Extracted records
● ● ● ● ●

PR #4922, opened 2023-09-28
SALTO-2349: Fetch and deploy Forms 

idoamit8:
In this PR I started to support fetch of forms. 
I also added support for deploy to check that the fetch and deploy is multienv friendly. 

---

Please Review from [initial forms fetch support](https://github.com/salto-io/salto/commit/81a7768780bb2beaea8ead9f3a99ff950c17b558) and any sub commit. 

---
_Release Notes_: 
_Jira adapter_:
Now supporting fetch  and deploy operations for Form.

---
_User Notifications_: 
_JIra Adapter_:
You can now fetch and deploy Forms in JSM.

### DIFF
--- a/packages/jira-adapter/src/filters/forms/forms.ts
+++ b/packages/jira-adapter/src/filters/forms/forms.ts
@@ -17,17 +17,18 @@
 import { InstanceElement, isInstanceElement } from '@salto-io/adapter-api'
 import { values as lowerDashValues } from '@salto-io/lowerdash'
 import { elements as adapterElements } from '@salto-io/adapter-components'
-import { createSchemeGuard, naclCase, pathNaclCase } from '@salto-io/adapter-utils'
+import { naclCase, pathNaclCase } from '@salto-io/adapter-utils'
 import { FilterCreator } from '../../filter'
-import { JIRA, PROJECT_TYPE } from '../../constants'
+import { JIRA, PROJECT_TYPE, SERVICE_DESK } from '../../constants'
 import { getCloudId } from '../automation/cloud_id'
-import { DETAILED_FORM_RESPONSE_SCHEME, FORMS_RESPONSE_SCHEME, createFormType, detailedFormResponse, formsResponse } from './forms_types'
+import { createFormType, isDetailedFormsResponse, isFormsResponse } from './forms_types'
 
 const { isDefined } = lowerDashValues
 
-const isFormsResponse = createSchemeGuard<formsResponse>(FORMS_RESPONSE_SCHEME)
-const isDetailedFormsResponse = createSchemeGuard<detailedFormResponse>(DETAILED_FORM_RESPONSE_SCHEME)
-
+/*
+This filter fetches all forms from Jira Service Management and creates an instance element for each form.
+We use filter because we need to use cloudId which is not available in the infrastructure.
+*/
 const filter: FilterCreator = ({ config, client, getElemIdFunc }) => ({
   name: 'formsFilter',
   onFetch: async elements => {
@@ -39,19 +40,25 @@ const filter: FilterCreator = ({ config, client, getElemIdFunc }) => ({
     elements.push(formType)
     subTypes.forEach(subType => { elements.push(subType) })
 
-    const jsmProject = elements
+    const jsmProjects = elements
       .filter(isInstanceElement)
-      .filter(e => e.elemID.typeName === PROJECT_TYPE)
-      .filter(e => e.value.projectTypeKey === 'service_desk')
+      .filter(instnace => instnace.elemID.typeName === PROJECT_TYPE)
+      .filter(project => project.value.projectTypeKey === SERVICE_DESK)
 
-    const forms = (await Promise.all(jsmProject.flatMap(async project => {
-      const url = `/gateway/api/proforma/cloudid/${cloudId}/api/1/projects/${project.value.id}/forms`
-      const res = await client.getSinglePage({ url })
-      if (isFormsResponse(res)) {
-        return Promise.all(res.data.map(async formResponse => {
-          const detailedUrl = `/gateway/api/proforma/cloudid/${cloudId}/api/2/projects/${project.value.id}/forms/${formResponse.id}`
-          const detailedRes = await client.getSinglePage({ url: detailedUrl })
-          if (isDetailedFormsResponse(detailedRes)) {
+    const forms = (await Promise.all(jsmProjects
+      .flatMap(async project => {
+        const url = `/gateway/api/proforma/cloudid/${cloudId}/api/1/projects/${project.value.id}/forms`
+        const res = await client.getSinglePage({ url })
+        if (!isFormsResponse(res)) {
+          return undefined
+        }
+        return Promise.all(res.data
+          .map(async formResponse => {
+            const detailedUrl = `/gateway/api/proforma/cloudid/${cloudId}/api/2/projects/${project.value.id}/forms/${formResponse.id}`
+            const detailedRes = await client.getSinglePage({ url: detailedUrl })
+            if (!isDetailedFormsResponse(detailedRes)) {
+              return undefined
+            }
             const name = `${project.value.name}_${formResponse.name}`
             delete detailedRes.data?.publish
             delete detailedRes.data.design.settings.templateFormUuid
@@ -70,12 +77,10 @@ const filter: FilterCreator = ({ config, client, getElemIdFunc }) => ({
               formValue,
               [...prefixPath.slice(0, -1), 'forms', pathNaclCase(instanceName)],
             )
-          }
-          return undefined
-        }))
-      }
-      return undefined
-    }))).flat().filter(isDefined)
+          }))
+      })))
+      .flat()
+      .filter(isDefined)
     forms.forEach(form => elements.push(form))
   },
 })
--- a/packages/jira-adapter/src/filters/forms/forms.ts
+++ b/packages/jira-adapter/src/filters/forms/forms.ts
@@ -49,7 +49,7 @@ const deployForms = async (
         },
       })
       if (!isCreateFormResponse(resp.data)) {
-        return
+        throw new Error('Failed to create form')
       }
       form.value.id = resp.data.id
       form.value.design.settings.templateId = resp.data.id
@@ -125,6 +125,18 @@ const filter: FilterCreator = ({ config, client, getElemIdFunc }) => ({
       .filter(isDefined)
     forms.forEach(form => elements.push(form))
   },
+  preDeploy: async changes => {
+    const fieldNames = ['questions', 'sections', 'conditions']
+    changes
+      .filter(isInstanceChange)
+      .map(change => getChangeData(change))
+      .filter(instance => instance.elemID.typeName === FORM_TYPE)
+      .forEach(instance => {
+        fieldNames.forEach(fieldName => {
+          instance.value.design[fieldName] = instance.value.design[fieldName] ?? {}
+        })
+      })
+  },
   deploy: async changes => {
     if (!config.fetch.enableJSM || !config.fetch.enableJsmExperimental) {
       return {
@@ -144,6 +156,20 @@ const filter: FilterCreator = ({ config, client, getElemIdFunc }) => ({
       leftoverChanges,
       deployResult,
     }
+  },
+  onDeploy: async changes => {
+    const fieldNames = ['questions', 'sections', 'conditions']
+    changes
+      .filter(isInstanceChange)
+      .map(change => getChangeData(change))
+      .filter(instance => instance.elemID.typeName === FORM_TYPE)
+      .forEach(instance => {
+        fieldNames.forEach(fieldName => {
+          if (_.isEmpty(instance.value.design[fieldName])) {
+            delete instance.value.design[fieldName]
+          }
+        })
+      })
   },
 })
 export default filter
--- a/packages/jira-adapter/src/filters/forms/forms.ts
+++ b/packages/jira-adapter/src/filters/forms/forms.ts
@@ -26,8 +26,8 @@ import { createFormType, isDetailedFormsResponse, isFormsResponse } from './form
 const { isDefined } = lowerDashValues
 
 /*
-This filter fetches all forms from Jira Service Management and creates an instance element for each form.
-We use filter because we need to use cloudId which is not available in the infrastructure.
+* This filter fetches all forms from Jira Service Management and creates an instance element for each form.
+* We use filter because we need to use cloudId which is not available in the infrastructure.
 */
 const filter: FilterCreator = ({ config, client, getElemIdFunc }) => ({
   name: 'formsFilter',
@@ -42,7 +42,7 @@ const filter: FilterCreator = ({ config, client, getElemIdFunc }) => ({
 
     const jsmProjects = elements
       .filter(isInstanceElement)
-      .filter(instnace => instnace.elemID.typeName === PROJECT_TYPE)
+      .filter(instance => instance.elemID.typeName === PROJECT_TYPE)
       .filter(project => project.value.projectTypeKey === SERVICE_DESK)
 
     const forms = (await Promise.all(jsmProjects
@@ -60,13 +60,7 @@ const filter: FilterCreator = ({ config, client, getElemIdFunc }) => ({
               return undefined
             }
             const name = `${project.value.name}_${formResponse.name}`
-            delete detailedRes.data?.publish
-            delete detailedRes.data.design.settings.templateFormUuid
-            detailedRes.data.design.questions = Object.values(detailedRes.data.design.questions)
-            detailedRes.data.design.sections = Object.values(detailedRes.data.design.sections)
-            detailedRes.data.design.conditions = Object.values(detailedRes.data.design.conditions)
             const formValue = detailedRes.data
-            formValue.id = formResponse.id
             const serviceIds = adapterElements.createServiceIds(formValue, 'uuid', formType.elemID)
             const instanceName = getElemIdFunc ? getElemIdFunc(JIRA, serviceIds, naclCase(name)).name
               : naclCase(name)
--- a/packages/jira-adapter/src/filters/forms/forms.ts
+++ b/packages/jira-adapter/src/filters/forms/forms.ts
@@ -115,7 +115,6 @@ const filter: FilterCreator = ({ config, client, getElemIdFunc }) => ({
               transformationConfigByType: getTransformationConfigByType(jsmDuckTypeApiDefinitions.types),
               transformationDefaultConfig: jsmDuckTypeApiDefinitions.typeDefaults.transformation,
               parent: project,
-              // what ever default name you'd like
               defaultName: name,
               getElemIdFunc,
             })
--- a/packages/jira-adapter/src/filters/forms/forms.ts
+++ b/packages/jira-adapter/src/filters/forms/forms.ts
@@ -35,8 +35,9 @@ const filter: FilterCreator = ({ config, client, getElemIdFunc }) => ({
       return
     }
     const cloudId = await getCloudId(client)
-    const { formType } = createFormType()
+    const { formType, subTypes } = createFormType()
     elements.push(formType)
+    subTypes.forEach(subType => { elements.push(subType) })
 
     const jsmProject = elements
       .filter(isInstanceElement)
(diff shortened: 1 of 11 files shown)


packages/jira-adapter/test/filters/forms/forms.test.ts
```diff
@@ -0,0 +1,166 @@
...
+                  ],
+                },
+              ],
+              conditions: {},
+              sections: {},
+              questions: {},
+            },
+          },
+        })
+        elements = [projectInstance, projectType]
```
IdoZakk, line 113: nit: no need for the project type here

packages/jira-adapter/test/filters/forms/forms.test.ts
```diff
@@ -0,0 +1,166 @@
...
+      })
+      it('should add forms to elements when enableJSM is true', async () => {
+        await filter.onFetch(elements)
+        const instances = elements.filter(isInstanceElement)
+        const formInstance = instances.find(e => e.elemID.typeName === FORM_TYPE)
```
IdoZakk, line 118: You can do it combined, no need to store instances

packages/jira-adapter/src/filters/forms/forms.ts
```diff
@@ -0,0 +1,87 @@
...
+import { JIRA, PROJECT_TYPE, SERVICE_DESK } from '../../constants'
+import { getCloudId } from '../automation/cloud_id'
+import { createFormType, isDetailedFormsResponse, isFormsResponse } from './forms_types'
+
+const { isDefined } = lowerDashValues
+
+/*
+This filter fetches all forms from Jira Service Management and creates an instance element for each form.
+We use filter because we need to use cloudId which is not available in the infrastructure.
+*/
```
netama, line 31: nit:
```suggestion
/*
 This filter fetches all forms from Jira Service Management and creates an instance element for each form.
 We use filter because we need to use cloudId which is not available in the infrastructure.
*/
```

packages/jira-adapter/src/filters/forms/forms.ts
```diff
@@ -0,0 +1,87 @@
...
+const filter: FilterCreator = ({ config, client, getElemIdFunc }) => ({
+  name: 'formsFilter',
+  onFetch: async elements => {
+    if (!config.fetch.enableJSM) {
```
netama, line 35: nit: maybe we should consider adding a `jsm` folder under `filters` and putting these under it? will probably make navigation a little easier

packages/jira-adapter/src/filters/forms/forms.ts
```diff
@@ -0,0 +1,87 @@
...
+      return
+    }
+    const cloudId = await getCloudId(client)
+    const { formType, subTypes } = createFormType()
+    elements.push(formType)
+    subTypes.forEach(subType => { elements.push(subType) })
+
+    const jsmProjects = elements
+      .filter(isInstanceElement)
+      .filter(instnace => instnace.elemID.typeName === PROJECT_TYPE)
```
netama, line 45: typo
```suggestion
      .filter(instance => instance.elemID.typeName === PROJECT_TYPE)
```

packages/jira-adapter/src/filters/forms/forms.ts
```diff
@@ -0,0 +1,87 @@
...
+          return undefined
+        }
+        return Promise.all(res.data
+          .map(async formResponse => {
+            const detailedUrl = `/gateway/api/proforma/cloudid/${cloudId}/api/2/projects/${project.value.id}/forms/${formResponse.id}`
+            const detailedRes = await client.getSinglePage({ url: detailedUrl })
+            if (!isDetailedFormsResponse(detailedRes)) {
+              return undefined
+            }
+            const name = `${project.value.name}_${formResponse.name}`
```
netama, line 62: are these guaranteed to be unique? in general I think where we can reuse the `idFields` it'd be better, but doesn't have to be a blocker.
also - do we support explicitly mentioning this type in the include/exclude config?

packages/jira-adapter/src/filters/forms/forms.ts
```diff
@@ -0,0 +1,78 @@
...
+      const url = `/gateway/api/proforma/cloudid/${cloudId}/api/1/projects/${project.value.id}/forms`
+      const res = await client.getSinglePage({ url })
+      if (isFormsResponse(res)) {
+        return Promise.all(res.data.map(async formResponse => {
+          const detailedUrl = `/gateway/api/proforma/cloudid/${cloudId}/api/2/projects/${project.value.id}/forms/${formResponse.id}`
+          const detailedRes = await client.getSinglePage({ url: detailedUrl })
+          if (isDetailedFormsResponse(detailedRes)) {
+            const name = `${project.value.name}_${formResponse.name}`
+            delete detailedRes.data?.publish
+            delete detailedRes.data.design.settings.templateFormUuid
```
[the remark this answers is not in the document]
netama: 1. ^ was this discussed? (I don't have context about the motivation for this)
2. I might be missing something, but why do we need the `data?.` part in the prev line but not here and below? is this now covered in a type guard (which means we can remove the one from the prev line)?

packages/jira-adapter/src/filters/forms/forms_types.ts
```diff
@@ -0,0 +1,201 @@
...
+* limitations under the License.
+*/
+
+import { ObjectType, ElemID, BuiltinTypes, CORE_ANNOTATIONS, ListType } from '@salto-io/adapter-api'
+import Joi from 'joi'
+import { elements as adapterElements } from '@salto-io/adapter-components'
+import { createSchemeGuard } from '@salto-io/adapter-utils'
+import { JIRA, FORM_TYPE } from '../../constants'
+
+export type detailedFormResponse = {
```
netama, line 23: type names should start with a capital letter (also applies for all the other places)

packages/jira-adapter/src/filters/forms/forms.ts
```diff
@@ -0,0 +1,87 @@
...
+          .map(async formResponse => {
+            const detailedUrl = `/gateway/api/proforma/cloudid/${cloudId}/api/2/projects/${project.value.id}/forms/${formResponse.id}`
+            const detailedRes = await client.getSinglePage({ url: detailedUrl })
+            if (!isDetailedFormsResponse(detailedRes)) {
+              return undefined
+            }
+            const name = `${project.value.name}_${formResponse.name}`
+            delete detailedRes.data?.publish
+            delete detailedRes.data.design.settings.templateFormUuid
+            detailedRes.data.design.questions = Object.values(detailedRes.data.design.questions)
```
netama, line 65: why are we changing this? is this for the response format?

packages/jira-adapter/src/filters/forms/forms.ts
```diff
@@ -0,0 +1,87 @@
...
+import { FilterCreator } from '../../filter'
+import { JIRA, PROJECT_TYPE, SERVICE_DESK } from '../../constants'
+import { getCloudId } from '../automation/cloud_id'
+import { createFormType, isDetailedFormsResponse, isFormsResponse } from './forms_types'
+
+const { isDefined } = lowerDashValues
+
+/*
+This filter fetches all forms from Jira Service Management and creates an instance element for each form.
+We use filter because we need to use cloudId which is not available in the infrastructure.
```
netama, line 30: can you please open a ticket for it and cc me? I think we can adjust it soon and then get rid of the filter (since it is re-implementing some logic that we'd like to have shared and easy-to-control using the infra)

packages/jira-adapter/src/filters/forms/forms_types.ts
```diff
@@ -0,0 +1,201 @@
...
+    publish?: string
+    id: number
+    design: {
+      settings: {
+        templateFormUuid?: string
+      }
+      questions: {}
+      sections: {}
+      conditions: {}
+    }
```
netama, line 35: where are all of these covered in the scheme guard? they should be 1-1, otherwise things can crash
(also applies to the other guards, I sampled this one randomly :) )

packages/jira-adapter/src/filters/forms/forms_types.ts
```diff
@@ -0,0 +1,201 @@
...
+export const DETAILED_FORM_RESPONSE_SCHEME = Joi.object({
+  data: Joi.object({
+    uuid: Joi.string().required(),
+    design: Joi.object({
+    }).unknown(true).required(),
+  }).unknown(true).required(),
+}).unknown(true).required()
+
+
+export const createFormType = (): {
```
netama, line 62: this was already reviewed so let's leave it this way for now, but in general I think we should try to reduce the amount of types we define manually here

packages/jira-adapter/src/filters/forms/forms_types.ts
```diff
@@ -0,0 +1,201 @@
...
+      },
+      questionKey: {
+        refType: BuiltinTypes.STRING,
+      },
+      jiraField: {
+        refType: BuiltinTypes.STRING,
+      },
+    },
+  })
+  const FormDesignType = new ObjectType({
```
netama, line 153: nit: 
```suggestion
  const formDesignType = new ObjectType({
```

packages/jira-adapter/src/filters/forms/forms_types.ts
```diff
@@ -0,0 +1,201 @@
...
+      localId: {
+        refType: new ListType(BuiltinTypes.STRING),
+        annotations: { [CORE_ANNOTATIONS.HIDDEN_VALUE]: true },
+      },
+      attrs: {
+        refType: attributeContnetLayoutType,
+      },
+    },
+  })
+  const FormLayoutItemType = new ObjectType({
```
netama, line 119: nit: 
```suggestion
  const formLayoutItemType = new ObjectType({
```
(also in a few others)

packages/jira-adapter/src/filters/forms/forms_types.ts
```diff
@@ -0,0 +1,201 @@
...
+      submit: {
+        refType: FormSubmitType,
+      },
+      templateFormUuid: {
+        refType: BuiltinTypes.STRING,
+      },
+    },
+  })
+  const attributeContnetLayoutType = new ObjectType({
+    elemID: new ElemID(JIRA, 'attributeContnetLayout'),
```
netama, line 96: typo
```suggestion
  const attributeContentLayoutType = new ObjectType({
    elemID: new ElemID(JIRA, 'attributeContentLayout'),
```

packages/jira-adapter/src/filters/forms/forms_types.ts
```diff
@@ -0,0 +1,201 @@
...
+        refType: new ListType(BuiltinTypes.STRING),
+        annotations: { [CORE_ANNOTATIONS.HIDDEN_VALUE]: true },
+      },
+      attrs: {
+        refType: attributeContnetLayoutType,
+      },
+    },
+  })
+  const FormLayoutItemType = new ObjectType({
+    elemID: new ElemID(JIRA, 'layoutForm'),
```
netama, line 120: forgot to update? it should log a warning for duplicates IIRC, probably best to look for these before merging to see if there are others

packages/jira-adapter/src/filters/forms/forms_types.ts
```diff
@@ -0,0 +1,201 @@
...
+    fields: {
+      versoin: {
```
netama, line 122:
```suggestion
      version: {
```
(I'm assuming?)
in general, this is part of why we shouldn't define these manually - this is very error-prone, might be worth discussing IRL what the process is here and seeing if we can do somthing safer and more efficient :)

packages/jira-adapter/src/filters/forms/forms_types.ts
```diff
@@ -0,0 +1,201 @@
...
+    },
+  })
+  const FormDesignType = new ObjectType({
+    elemID: new ElemID(JIRA, 'FormDesign'),
+    fields: {
+      settings: {
+        refType: FormSettingsType,
+      },
+      layout: {
+        refType: new ListType(FormLayoutItemType),
```
netama, line 160: is this intentionally layout item and not layout?

packages/jira-adapter/src/filters/forms/forms_types.ts
```diff
@@ -0,0 +1,201 @@
...
+      },
+      conditions: {
+        refType: BuiltinTypes.UNKNOWN,
```
netama, line 163: why are these unknown? is this an OR situtation that is not supported? (let's also discuss IRL, and also if you can add a comment next to this explaining what support is missing, hopefully we can address it eventually)

packages/jira-adapter/src/reference_mapping.ts
```diff
@@ -983,6 +983,12 @@ export const referencesRules: JiraFieldReferenceDefinition[] = [
     jiraMissingRefStrategy: 'typeAndValue',
     target: { type: CALENDAR_TYPE },
   },
+  {
+    src: { field: 'jiraField', parentTypes: ['Question'] },
+    serializationStrategy: 'id',
+    jiraMissingRefStrategy: 'typeAndValue',
+    target: { type: 'Field' },
```
netama, line 990:
```suggestion
    target: { type: FIELD_TYPE_NAME },
```

netama (commented):
looks good overall, added some questions - my main concern is how we work with types here (both typescript and object types), probably best to discuss IRL
also - if this is adding more fetch types, I think it might be worth adding a secondary fetch config flag until we are done reviewing and testing and can open this up for everyone? it can be something like `enableJsmExperimental` or something else along these lines, and once the next batch of types are stable we can add them to the main flag and delete it / use for the next milestone

packages/jira-adapter/src/filters/forms/forms.ts
idoamit8: will do it in a different PR after all the current PRS will merge to avoid merging conflicts.

packages/jira-adapter/src/filters/forms/forms.ts
idoamit8: No it's not unique. There could be two forms with the same name. Not quite sure what to put here that can be unique - All I can think is uuid

packages/jira-adapter/src/filters/forms/forms.ts
idoamit8: No, Its because the response returns an object that its keys are numbers and the values are as shown

packages/jira-adapter/src/filters/forms/forms_types.ts
idoamit8: Will talk with you IRL

packages/jira-adapter/src/filters/forms/forms_types.ts
idoamit8: yes just becuase layout is list of layoutItems

packages/jira-adapter/src/filters/forms/forms_types.ts
```diff
@@ -0,0 +1,227 @@
...
+    conditions: Joi.object().unknown(true).required(),
+  }).unknown(true).required(),
+}).unknown(true).required()
+
+
+export const createFormType = (): {
+    formType: ObjectType
+    subTypes: ObjectType[]
+  } => {
+  const FormSubmitType = new ObjectType({
```
shir-reifenberg, line 83: All ObjectType variables here should start with lowercase as this is a variable and not a typescript type 
(also relevant for all other Object types in this function) 
```suggestion
  const formSubmitType = new ObjectType({
```

packages/jira-adapter/src/filters/forms/forms.ts
```diff
@@ -0,0 +1,147 @@
...
+const { isDefined } = lowerDashValues
+
+const deployForms = async (
+  change: Change<InstanceElement>,
+  client: JiraClient,
+): Promise<void> => {
+  const form = getChangeData(change)
+  const project = getParent(form)
+  if (form.value.design?.settings?.name === undefined) {
+    return
```
shir-reifenberg, line 39: What is this case? is it valid (if so let's add a comment)?and if not, maybe `log.error` or return deploy error?

packages/jira-adapter/test/filters/forms/forms.test.ts
```diff
@@ -0,0 +1,177 @@
...
+import { safeJsonStringify } from '@salto-io/adapter-utils'
+import { getDefaultConfig } from '../../../src/config/config'
+import formsFilter from '../../../src/filters/forms/forms'
+import { createEmptyType, getFilterParams, mockClient } from '../../utils'
+import { FORM_TYPE, JIRA, PROJECT_TYPE } from '../../../src/constants'
+import JiraClient from '../../../src/client/client'
+import { CLOUD_RESOURCE_FIELD } from '../../../src/filters/automation/cloud_id'
+
+
+describe('forms filter', () => {
```
shir-reifenberg, line 30: Can you please add tests for deploy as well ? 🙏

packages/jira-adapter/src/filters/forms/forms_types.ts
```diff
@@ -0,0 +1,227 @@
...
+* limitations under the License.
+*/
+
+import { ObjectType, ElemID, BuiltinTypes, CORE_ANNOTATIONS, ListType } from '@salto-io/adapter-api'
+import Joi from 'joi'
+import { elements as adapterElements } from '@salto-io/adapter-components'
+import { createSchemeGuard } from '@salto-io/adapter-utils'
+import { JIRA, FORM_TYPE } from '../../constants'
+
+export type DetailedFormDataResponse = {
```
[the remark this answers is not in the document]
idoamit8: Nope

packages/jira-adapter/src/filters/forms/forms.ts
```diff
@@ -0,0 +1,147 @@
...
+            )
+          }))
+      })))
+      .flat()
+      .filter(isDefined)
+    forms.forEach(form => elements.push(form))
+  },
+  deploy: async changes => {
+    if (!config.fetch.enableJSM || !config.fetch.enableJsmExperimental) {
+      return {
```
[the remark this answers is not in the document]
idoamit8: it will not make a lot of errors? In most cases people doesn't have those turned on

packages/jira-adapter/src/filters/forms/forms.ts
idoamit8: added error

packages/jira-adapter/src/filters/forms/forms.ts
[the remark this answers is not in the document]
shir-reifenberg: If we only log when there are changes of JSM types && flag is off, it shouldn't be noisy. and we should be able to explain users why the deployment didn't succeed. 
(For example if in envA JSM is enabled, and envB JSM is off, user might select JSM changes and try to deploy it...)

packages/jira-adapter/src/filters/forms/forms.ts
```diff
@@ -104,19 +105,20 @@ const filter: FilterCreator = ({ config, client, getElemIdFunc }) => ({
...
-              formValue,
-              [...prefixPath.slice(0, -1), 'forms', pathNaclCase(instanceName)],
-              {
-                [CORE_ANNOTATIONS.PARENT]: [new ReferenceExpression(project.elemID, project)],
-              }
-            )
+            const jsmDuckTypeApiDefinitions = config[JSM_DUCKTYPE_API_DEFINITIONS]
+            if (jsmDuckTypeApiDefinitions === undefined) {
+              return undefined
+            }
```
shir-reifenberg, line 111: can it happen ? 🤔

packages/jira-adapter/src/filters/forms/forms.ts
```diff
@@ -0,0 +1,149 @@
...
+            return toBasicInstance({
+              entry: formValue,
+              type: formType,
+              transformationConfigByType: getTransformationConfigByType(jsmDuckTypeApiDefinitions.types),
+              transformationDefaultConfig: jsmDuckTypeApiDefinitions.typeDefaults.transformation,
+              parent: project,
+              // what ever default name you'd like
```
shir-reifenberg, line 118: please remove this 😅

packages/jira-adapter/src/filters/forms/forms.ts
```diff
@@ -0,0 +1,149 @@
...
+              defaultName: name,
```
shir-reifenberg, line 119: Sorry if my previous suggestion wasn't clear, but if we're creating instance with infra, IMO we should also use the config instead of creating the name in here (for many reasons - it can be easily configured even without changing code, shared logic, easier to maintain..)
 
in this case I _think_ that by having those values in the config you'll get the desired result (please validate):

```
Transformation: {
  idFields: ['name'],
  extendsParentId: true,
}
```

packages/jira-adapter/src/filters/forms/forms_types.ts
idoamit8: oh, I miss understand this. Thanks

shir-reifenberg (approved):
Looks good overall 😎 , added a few comments
approving to unblock, don't forget to add tests for deployment 🤞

● ● ● ● ●

Task description
Return all lines above that mention the word "typeDefaults".

Output for this exercise
               transformationDefaultConfig: jsmDuckTypeApiDefinitions.typeDefaults.transformation,
+              transformationDefaultConfig: jsmDuckTypeApiDefinitions.typeDefaults.transformation,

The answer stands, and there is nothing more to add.